Nvidia’s pre-emptive strike may blunt AMD MI300 news, pointing to the company’s key advantage in AI software.
AMD will host a big announcement this week in San Jose, where the company will announce details about its new flagship GPU for generative AI, the MI300. Nonetheless, Nvidia remains confident that its hardware, software and integrated systems will keep the company in the lead. To prove the point, Nvidia announced new benchmarks changing the game. Again.
For the first time, Nvidia has run three sizes of Llama2, the popular open-source AI model from Meta, on the H200, comparing it to the older A100 chip with earlier versions of its Nemo LLM framework. Let’s take a look.
What did Nvidia Announce?
The company ran two benchmarks, one measuring training performance and the second measuring inference performance.
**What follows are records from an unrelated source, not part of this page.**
PR #3328, opened 2026-08-27
feat(ee): vendor copilot skills from the public plugin repo

topher-lo:
> **Stacked on #3326.** Base is `agent/mcp-prompt-corrections`, so this diff shows only the vendoring change. Merge #3326 first, then retarget this to `main`.
>
> **Draft** until [tracecat-plugins#2](https://github.com/TracecatHQ/tracecat-plugins/pull/2) merges — the pinned SHA points at that PR's head and must be re-pinned to the merge commit.

## Summary

`TracecatHQ/tracecat-plugins` is now public and is the canonical home for Tracecat user-facing agent skills. The workspace-chat copilot's built-in skills were a divergent second copy: one commit, never revised, no eval coverage, and wrong in places (it claimed a `datetime` typecast that does not exist, and carried two navigation tables that disagreed with each other).

This vendors three skills from the plugin at image build time and deletes the duplicates.

## Where the files land, and why it differs per stage

This is the part worth reviewing carefully. The two app stages resolve `importlib.resources` differently:

- `development-app` runs `uv sync --frozen --no-dev` — **editable**, so `tracecat_ee` resolves into the source tree.
- `production-app` runs `uv sync --locked --no-dev --no-editable` — a **copied** install into `site-packages`. Anything added to `/app/packages/...` after that sync has no effect.

So the `COPY --from=plugin-skills` must precede each stage's sync. Get it wrong and production silently ships a copilot with no skills — no error, just missing guidance. The fetch stage fails loudly if any of the three skills is absent rather than copying an empty tree.

Verified by building the `tracecat-ee` wheel and confirming the vendored trees are inside it:

```
tracecat_ee/workspace_chat/skills/tracecat-automation-best-practices/SKILL.md
tracecat_ee/workspace_chat/skills/tracecat-automation-best-practices/references/*.md   (9 files)
tracecat_ee/workspace_chat/skills/tracecat-slackbot-best-practices/...
tracecat_ee/workspace_chat/skills/tracecat-platform-guide/SKILL.md
```

The pinned fetch was exercised against the real public repo — the archive resolves and contains all three skills.

## Local development

`just sync-copilot-skills` does the same thing locally, preferring a sibling `../tracecat-plugins` checkout and falling back to the pinned archive. The vendored directories are gitignored, so a fresh checkout has none until you run it.

## Tests

`test_builtin_skills.py` previously asserted only that `SKILL.md` existed — which is exactly how a wrong typecast claim and two divergent navigation tables survived in the copies this PR deletes. It now also parses frontmatter, checks the name matches its directory, and resolves every reference link. Those content assertions skip with a message naming `just sync-copilot-skills` when the vendored tree is absent; the plumbing tests (payload threading, entitlement gating, staging, collision) stay unconditional since they use fixtures.

## Deletions

- `packages/tracecat-ee/.../workspace_chat/skills/tracecat-manage-workflows/` and `tracecat-platform-guide/`
- `.agents/skills/tracecat-automation-best-practices/` and `tracecat-slackbot-best-practices/` — now published in the plugin

`.agents` keeps `gh-prerelease`, `docs-authoring`, `test-tracecat-prompts` and `tracecat-qa`, which are repo-engineering skills, not user-facing. Note `.claude/skills` symlinks to `.agents/skills`, so contributors who relied on the two deleted skills locally should install the plugin instead.

## Validation

```
just sync-copilot-skills                       # copies all three
run_local.py --static-only                     # 48 checks, 0 failing
pytest tests/unit/test_builtin_skills.py tests/unit/test_mcp_server.py   # 268 passed
```

The static count moves 49 → 48 because the checks are per-fence and the plugin's `SKILL.md` has one YAML fence instead of two — the `model:` block moved into a reference. I diffed the check names across both branches to confirm no guard was dropped; only `best_practices_skill:fence_1_yaml:yaml_parse` disappears.

---
## Summary by cubic
Vendors the workspace-chat copilot's built-in skills from the public `TracecatHQ/tracecat-plugins` repo at image build time, replacing the in-repo copies that had drifted — including a nonexistent `datetime` typecast claim and two conflicting navigation tables.

**Build and rollout**
- A new `plugin-skills` build stage fetches a pinned archive and fails loudly when a skill is missing; the copy must land before each stage's `uv sync` because production installs non-editable and would otherwise ship silently without skills.
- `just sync-copilot-skills` populates the same vendored directories locally (sibling checkout first, then the pinned archive); the directories are gitignored.
- `TRACECAT_PLUGINS_REF` is pinned to the merge commit of `tracecat-plugins` PR #2.
- Removes the old EE skills and the two `.agents` skills now published in the plugin.

**Tests**
- `test_builtin_skills.py` now checks frontmatter, directory-name match, and reference links; those content assertions skip with a hint when the vendored tree is absent.
- Static check count drops 49 → 48 because the plugin's `SKILL.md` has one YAML fence instead of two; no guard is dropped.

<sup>Written for commit dc1833808aadc88aa5d4439ad17b605bf08f7d9b. Summary will update on new commits.</sup>

<a href="https://cubic.dev/pr/TracecatHQ/tracecat/pull/3328?utm_source=github" target="_blank" rel="noopener noreferrer" data-no-image-dialog="true"><picture><source media="(prefers-color-scheme: dark)" srcset="https://www.cubic.dev/buttons/review-in-cubic-dark.svg"><source media="(prefers-color-scheme: light)" srcset="https://www.cubic.dev/buttons/review-in-cubic-light.svg">Review in cubic</picture></a>


topher-lo:
Combined into #3326, which now carries the MCP prompt fixes, the eval-harness removal, and this vendoring work as three commits against `main`. Closing to keep it to one PR.

PR #3412, opened 2026-09-07
fix(engine): cap retry_until iterations with loop-limit error

### LINKED ISSUE #3411: Unsatisfiable retry_until conditions loop forever until history limits
A workflow action with a `retry_until` condition that never evaluates true currently retries forever.

For such an action, the DSL workflow loops with no iteration bound. `DSLConfig.timeout=0` (the default) means no workflow timeout, and the execution timeout resolves to `None` when unset, so the only backstop is Temporal's history size or count limit. When that limit is hit, the execution fails with an opaque history-limit error instead of a clear, user-attributed message.

Expected behavior: the loop should stop at a bounded iteration count and fail with a clear, non-retryable error that names the task and the limit.

Observed on the current main branch. Reproduced with a single `core.transform.reshape` action whose `retry_until` condition is a constant false expression under the time-skipping test environment.

warun7:
## Summary

- Adds `MAX_RETRY_UNTIL_ITERATIONS = 2048` to `tracecat/dsl/constants.py`, reusing the do-while cap value under a distinct name so the intent stays explicit
- Bounds the `retry_until` retry loop in `_execute_task_until_condition` with a deterministic local counter, which is safe for replay
- When the cap is reached, raises a user-attributed, non-retryable `workflow.loop.limit_exceeded` application error via `raise_application_error_from_classification`, mirroring the scheduler's do-while loop-limit error
- Fixes #3411

## Why

A `retry_until` condition that never evaluates true loops with no bound today. With the default config (no workflow timeout, no execution timeout, and no tier limits in the OSS default), the only backstop is Temporal's history limits, which surface as an opaque error. The new cap fails cleanly at the limit with a message that names the task and suggests fixing the condition. Workflows whose conditions succeed normally are unaffected.

## Testing

- New unit tests in `tests/unit/test_dsl_workflow_retry_until.py`: cap exhaustion raises a non-retryable `ApplicationError` whose classification is `USER` / `WORKFLOW_LOOP_LIMIT_EXCEEDED`; a condition satisfied within the cap returns that iteration's result with exact call counts
- New temporal test `test_workflow_retry_until_rejects_over_iteration_cap` in `tests/temporal/test_workflow_timers.py`: with the cap monkeypatched to 3, the action runs exactly 3 times, the failure cause is a non-retryable `ApplicationError` with the limit message, and `extract_error_classification` yields user ownership with `WORKFLOW_LOOP_LIMIT_EXCEEDED`
- All 31 unit tests across the touched suites pass, and the temporal test passes against the time-skipping environment
- `ruff check`, `ruff format --check`, and `basedpyright --warnings` are clean on all touched files

## LOC breakdown

| Category | Added | Removed |
| --- | --- | --- |
| Logic | 21 | 1 |
| Tests | 260 | 0 |

---
## Summary by cubic
Caps `retry_until` loops at 2048 iterations so a condition that never evaluates true fails with a clear, non-retryable error instead of looping until Temporal's history limits surface an opaque failure. Fixes #3411.

- Adds `MAX_RETRY_UNTIL_ITERATIONS = 2048` in `tracecat/dsl/constants.py`, reusing the do-while cap value under a distinct name.
- Bounds the loop with a deterministic local counter that is safe for replay.
- On cap exhaustion, raises a user-attributed `workflow.loop.limit_exceeded` error that names the task and suggests fixing the condition.
- Workflows whose conditions succeed within the cap are unaffected.
- Adds unit and Temporal tests covering cap exhaustion and in-cap success, with the Temporal test asserting exactly the capped number of executions.

<sup>Written for commit c5837c4c6d7d28be5c66f0bfd5310ddb8fa1c9da. Summary will update on new commits.</sup>

<a href="https://cubic.dev/pr/TracecatHQ/tracecat/pull/3412?utm_source=github" target="_blank" rel="noopener noreferrer" data-no-image-dialog="true"><picture><source media="(prefers-color-scheme: dark)" srcset="https://www.cubic.dev/buttons/review-in-cubic-dark.svg"><source media="(prefers-color-scheme: light)" srcset="https://www.cubic.dev/buttons/review-in-cubic-light.svg">Review in cubic</picture></a>

### DIFF
--- a/tests/temporal/test_workflow_timers.py
+++ b/tests/temporal/test_workflow_timers.py
@@ -21,6 +21,8 @@ pytestmark = [
 
 import temporalio.api.enums.v1
 from temporalio import activity
+from temporalio.api.operatorservice.v1 import AddSearchAttributesRequest
+from temporalio.client import WorkflowFailureError
 from temporalio.exceptions import ApplicationError
 from temporalio.testing import WorkflowEnvironment
 
@@ -34,7 +36,14 @@ from tracecat.dsl.worker import get_activities
 from tracecat.dsl.workflow import DSLWorkflow
 from tracecat.executor.activities import ExecutorActivities
 from tracecat.logger import logger
+from tracecat.runtime.errors import (
+    RetryDisposition,
+    RuntimeErrorKind,
+    RuntimeErrorOwner,
+)
 from tracecat.storage.object import InlineObject, StoredObject
+from tracecat.temporal.errors import extract_error_classification
+from tracecat.workflow.executions.enums import TemporalSearchAttr
 
 
 @pytest.fixture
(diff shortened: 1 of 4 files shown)


topher-lo:
No. Temporal best practice IS infinite retries
.

PR #3414, opened 2026-09-07
fix(api): reject oversized webhook bodies with 413

### LINKED ISSUE #3413: Webhook request bodies are parsed without any size limit
# Webhook request bodies are parsed without any size limit

`parse_webhook_payload` in `tracecat/webhooks/dependencies.py` calls `await request.body()` and passes the result to `orjson.loads` without checking how large the body is. A client can POST an arbitrarily large payload to a webhook endpoint and the API will buffer all of it in memory before parsing.

## Actual behavior

- The full body is read into memory regardless of size.
- Only the MCP layer has an input size limit (`MCPInputSizeLimitMiddleware`, default 4 MiB). Webhook endpoints have none.

## Expected behavior

- Webhook payloads above a configured byte limit are rejected with `413` before being buffered or parsed.
- The limit should be configurable for operators and default to the same 4 MiB the MCP middleware uses.

## Impact

- Memory pressure on the API service from a single request (no authentication is required to reach a webhook URL).
- `orjson` then parses the whole buffer, adding CPU cost on top.

## Proposed fix

- Add `TRACECAT__WEBHOOK_MAX_BODY_BYTES` (bounded, default 4 MiB) to `tracecat/config.py`.
- In `parse_webhook_payload`, check the `content-length` header for a fast 413, then read the stream incrementally and abort with 413 as soon as the running total exceeds the cap.
- Cache the read body on the request the same way Starlette's `body()` does, so downstream raw-body envelopes and form parsing keep working unchanged.

## Environment

- Current `main` branch

warun7:
# Reject oversized webhook bodies with 413

Fixes #3413

## Summary

Webhook payloads are now size capped. `parse_webhook_payload` used to call `await request.body()` unbounded, so a single POST could buffer an arbitrarily large body in API memory before `orjson.loads` parsed it. The parser now checks the `content-length` header for a fast rejection, then reads the stream incrementally and aborts with `413 Content Too Large` the moment the running total exceeds the configured cap.

## Changes

- `tracecat/config.py`: add `TRACECAT__WEBHOOK_MAX_BODY_BYTES` via `bound_env`, defaulting to 4 MiB to match the existing MCP input size middleware. Minimum 1 byte.
- `tracecat/webhooks/dependencies.py`: add `_read_capped_body` and use it in `parse_webhook_payload`. The read body is cached on the request the same way Starlette's `body()` caches, so downstream consumers keep working unchanged: raw-body webhook envelopes (`router.py` reads `request.body()` after the payload dependency resolves) and form parsing (`request.form()` consumes the same cache). NDJSON, form, and JSON branches are untouched.
- `tests/unit/test_webhook.py`: migrate the payload parser fixtures from `MagicMock(spec=Request)` to real Starlette requests backed by ASGI receive channels, since the parser now consumes the stream. Add `TestWebhookBodySizeCap` covering: under-cap JSON, NDJSON, form, and Slack interaction payloads parse as before; over-cap bodies reject with 413 via the content-length fast path (asserting no stream bytes were pulled) and via a chunked stream that grows past the cap mid-read.

## Notes

- Out of scope, noted for reviewers: `dict(form_data)` in the form branch collapses repeated keys (last value wins). Pre-existing behavior, unchanged here.
- No `.env.example` change: the default works for ordinary deployments and the knob is operator-level tuning, per the repo rule on keeping `.env.example` focused.

## Test plan

- `uv run pytest tests/unit/test_webhook.py`: 33 passed (7 new cap tests plus migrated parser fixtures).
- `uv run ruff check`, `uv run ruff format --check`, `uv run basedpyright --warnings` on the three changed files: clean.

## LOC breakdown

| Category | Added | Removed |
| --- | --- | --- |
| Logic | +64 | -1 |
| Tests | +183 | -36 |

---
## Summary by cubic
Rejects oversized webhook bodies with HTTP 413 so a single POST can't buffer unbounded data in API memory. Previously `parse_webhook_payload` read the whole body without a cap; now it checks `content-length` for fast rejection and stream-reads, aborting as soon as the running total exceeds the limit.

- Adds `TRACECAT__WEBHOOK_MAX_BODY_BYTES` (default 4 MiB) to set the cap.
- Caches the read body on the request, so downstream `request.body()` and `request.form()` calls keep working unchanged.

<sup>Written for commit 105267143cfda2d3c09614d21ac7f4d7cf1de392. Summary will update on new commits.</sup>

<a href="https://cubic.dev/pr/TracecatHQ/tracecat/pull/3414?utm_source=github" target="_blank" rel="noopener noreferrer" data-no-image-dialog="true"><picture><source media="(prefers-color-scheme: dark)" srcset="https://www.cubic.dev/buttons/review-in-cubic-dark.svg"><source media="(prefers-color-scheme: light)" srcset="https://www.cubic.dev/buttons/review-in-cubic-light.svg">Review in cubic</picture></a>

### DIFF
--- a/tests/unit/test_webhook.py
+++ b/tests/unit/test_webhook.py
@@ -1,14 +1,14 @@
 import hashlib
+import urllib.parse
 import uuid
 from datetime import UTC, datetime
 from types import SimpleNamespace
-from typing import cast
+from typing import Any, cast
 from unittest.mock import AsyncMock, MagicMock, patch
 
 import orjson
 import pytest
 from fastapi import HTTPException, Request
-from fastapi.datastructures import FormData
 from sqlalchemy.exc import NoResultFound
 
 from tracecat import config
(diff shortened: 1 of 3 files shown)


topher-lo:
This should be a WAF / ALB layer thing.

PR #3435, opened 2026-09-09
fix(skills): lock MCP references before publication

daryllimyt:
An MCP integration deleted between validation and publication left the published skill version pointing at a missing row (the FK is `ON DELETE SET NULL`, so the grant silently vanished). Take key-share locks on the projected MCP integrations inside the publish transaction and fail validation when any of them are gone.

Layer 3 of 5 in the split of #3325.

## LOC breakdown

| Category | + | - |
| --- | ---: | ---: |
| Logic | 39 | 0 |
| Tests | 122 | 3 |

https://claude.ai/code/session_01LHvvWytf7Uz8nfcycVAbF8

---

### DIFF
--- a/tests/integration/test_skill_mcp_deletion.py
+++ b/tests/integration/test_skill_mcp_deletion.py
@@ -4,11 +4,11 @@ import asyncio
 import uuid
 
 import pytest
-from sqlalchemy import select, text
+from sqlalchemy import delete, select, text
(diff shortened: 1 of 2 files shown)


daryllimyt:
Closing: the original #3325 will merge instead. This stack was a byte-identical split of it.

PR #87, opened 2019-07-09
Add benchmarks for merge package

apelisse:
This is testing the high-level part of SMD, we would probably need
lower-level benchmarks in this repo, but this at least gives us a
general idea of the direction.

/assign @lavalamp @jennybuckley

### DIFF
--- a/merge/deduced_test.go
+++ b/merge/deduced_test.go
@@ -534,3 +534,280 @@ func TestDeduced(t *testing.T) {
 		})
 	}
 }
+
+func BenchmarkDeducedSimple(b *testing.B) {
+	test := TestCase{
+		Ops: []Operation{
+			Apply{
+				Manager:    "default",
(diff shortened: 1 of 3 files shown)


merge/deduced_test.go
```diff
@@ -534,3 +534,280 @@ func TestDeduced(t *testing.T) {
...
+						    f:
+						    - name: n
+						      value: 1
+					`,
+			},
+		},
+		Object: `
+				a: 2
+				b:
+				  c:
```
lavalamp: mixed tabs and spaces?

apelisse: Actually, gofmt moved `Object` one level down when I moved TestCase outside the list, but obviously it doesn't indent yaml in strings...

apelisse: OK I fixed this.

PR #105, opened 2019-09-19
Add new cli command to generate fieldset

apelisse:
Creates a new command-line mode to generate fieldsets (as we work on new
formats, it can be useful to generate some fieldsets to compare them).
Also adds a test and some golden data for what the fieldset is supposed
to look like.


internal/cli/options.go
```diff
@@ -63,6 +64,7 @@ func (o *Options) AddFlags(fs *flag.FlagSet) {
 	fs.StringVar(&o.validatePath, "validate", "", "Path to a file to perform a validation operation on.")
 	fs.BoolVar(&o.merge, "merge", false, "Perform a merge operation between --lhs and --rhs")
 	fs.BoolVar(&o.compare, "compare", false, "Perform a compare operation between --lhs and --rhs")
+	fs.StringVar(&o.fieldset, "fieldset", "", "Build a field set for the given file.")
```
lavalamp: `"Path to a file for which we should build a fieldset"`

(otherwise people will have no idea how to pass "the given file")

lavalamp:
looks good, I think it's important to fix the help text.

A nice followup would be adding an output-format flag that supports e.g. pretty-printed json or yaml. (also somehow will eventually need to let people do the v2 format)

apelisse:
Yeah, pretty printing can easily be done with separate tool, and we never print the field set as yaml. When we have a second format I"ll make an option of course.

apelisse:
PTAL Updated the comment

PR #110, opened 2019-10-02
Minor tests improvements

apelisse:
Use Fatalf rather than Errorf so that tests stop rather than panic later.
Also fix a small bug in a test.


apelisse:
Fixed, PTAL

PR #111, opened 2019-10-02
Remove unused 'FromValue' code

apelisse:
The code is not used at all.


fieldpath/fromvalue.go
```diff
@@ -1,123 +0,0 @@
...
-*/
-
-package fieldpath
-
-import (
-	"sigs.k8s.io/structured-merge-diff/value"
-)
-
-// SetFromValue creates a set containing every leaf field mentioned in v.
-func SetFromValue(v value.Value) *Set {
```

Nvidia ran both with an updated version of the TensorRT-LLM software announced last September and a new version of its Nemo foundation model framework that, among other enhancements outlined in Nvidia’s blog, uses the new TRT-LLM. Amazon used Nemo to train their Titan model at the recent re:invent announcements highlighting the renewed partnership with Nvidia.
For training, Nvidia ran three model sizes on the new H200. Model sizes ranged from a 7B (Billion parameter) model to a more capable 70B parameter LLM model. In all cases, the new Nemo produced excellent performance improvements.
None of this should surprise anyone; Nvidia has always said that Hopper would be 4-6 times faster than the older A100. And it is.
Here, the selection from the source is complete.